Costs: $5.75 ($0.35 per bun, if making 16 buns)

Cooking time: 1 hour 20 mins (+ 1 hour 15 mins proving time) 


Hot cross buns

  • 2 x 7g sachets dried yeast
  • ¼ cup caster sugar, or sugar substitute
  • 1 cups white plain flour
  • 3 cups wholemeal plain flour
  • 400mL warm low-fat milk
  • Pinch of salt
  • 1 tsp mixed spice
  • 1 tsp ground cinnamon
  • 40g canola or olive oil spread, chilled, reduced-salt variety
  • 1 egg
  • ¾ cup sultanas

Flour paste (for crosses)

  • ½ cup white plain flour
  • 2 tsp caster sugar, or sugar substitute

Glaze (see Notes)

  • 1 tsp gelatin
  • 2 tsp caster sugar 

Let’s get cooking:

  1. Mix together yeast, 1 tsp each of the sugar and white plain flour into a small bowl. Add all of the warm milk and mix well. Cover and stand in a warm place for 15 minutes or until mixture is frothy.
  2. Sift flours, salt, sugar and spices into a large bowl. Using your fingertips, rub the spread into the flour to form fine crumbs. Make a well in the centre of the mixture. Lightly whisk egg and pour into the well, along with the yeast mixture and sultanas. Mix well with a wooden spoon to form dough. Cover the bowl with a clean cloth or cling wrap, and stand in a warm place for 60-90 minutes or until dough has doubled in size.
  3. Punch dough down (lightly dust the dough top and your knuckles with flour before doing this to prevent sticking). Turn onto a lightly floured surface and knead for about 5 minutes or until dough is smooth and elastic.
  4. Line a medium-sized square pan with baking paper and lightly spray with canola oil (e.g. lamington pan or 23x23cm casserole dish). Cut dough into 16 equal pieces. Knead one piece into a round shape, covering the rest with a clean cloth to keep warm (and prevent from drying out). Place rounded bun into prepared pan and cover with another clean cloth. Repeat with remaining dough pieces.
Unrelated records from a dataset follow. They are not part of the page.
PR #834, opened 2024-06-20
Add ability to test command if it starts with the path

iliajie:
https://github.com/virtualmin/virtualmin-gpl/commit/a0f141955798a5e397576b4db5f3d1d04584eafa#commitcomment-143323102

### DIFF
--- a/scripts-lib.pl
+++ b/scripts-lib.pl
@@ -3350,7 +3350,8 @@ my ($ver) = @_;
 my $basever = substr($ver, 0, 1);
 my @opts = ( $config{'python_cmd'} );
 if (!$basever || $basever == 3) {
-	push(@opts, "python3.14", "python314",
+	push(@opts, "/etc/alternatives/python3",
+		    "python3.14", "python314",
 		    "python3.13", "python313",
 		    "python3.12", "python312",
 		    "python3.11", "python311",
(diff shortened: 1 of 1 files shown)


scripts-lib.pl
```diff
@@ -3362,13 +3363,22 @@ sub get_python_path
...
+		    "python2.7", "python27",
 		    "python2.6", "python26",
 		    "python2", "python20");
 	}
 push(@opts, "python");
 foreach my $o (@opts) {
-	my $p = &has_command($o);
+	my $p;
+	if ($o =~ /^\//) {
+		my ($path, $cmd) = ($o =~ m|^(.*)/([^/]+)$|);
```
jcameron, line 3375: I don't understand what this code is doing ... has_command will still work if given an absolute path

iliajie: > has_command will still work if given an absolute path

It didn't work for me in my initial tests.

> I don't understand what this code is doing

This is simple. I just split the path and command, then set the path only for this if block for `has_command` to test if `/etc/alternatives` directory exclusively has `python3` command ..

jcameron: There's no need to do that split though - if you pass has_command an absolute path, it will just check to see if it is executable.

iliajie: > There's no need to do that split though

You're right! I overlooked it last night.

Keep pan covered with cloth and stand in warm place for 30 minutes or until buns reach the top the pan.
  5. Preheat oven to 200°C. To make flour paste for crosses: mix flour, sugar and just enough hot water to make a smooth lump-free paste (see Notes). Transfer to a piping bag or ziplock bag and cut off the tip. Pipe crosses onto buns.
  6. Bake for 10-15 minutes or until browned on top. Prepare glaze by whisking gelatin, sugar and 1 tbsp hot water to dissolve mixture. Turn out buns onto a wired rack and brush hot glaze while buns are still hot. Serve warm or cool, on their own or with some spread.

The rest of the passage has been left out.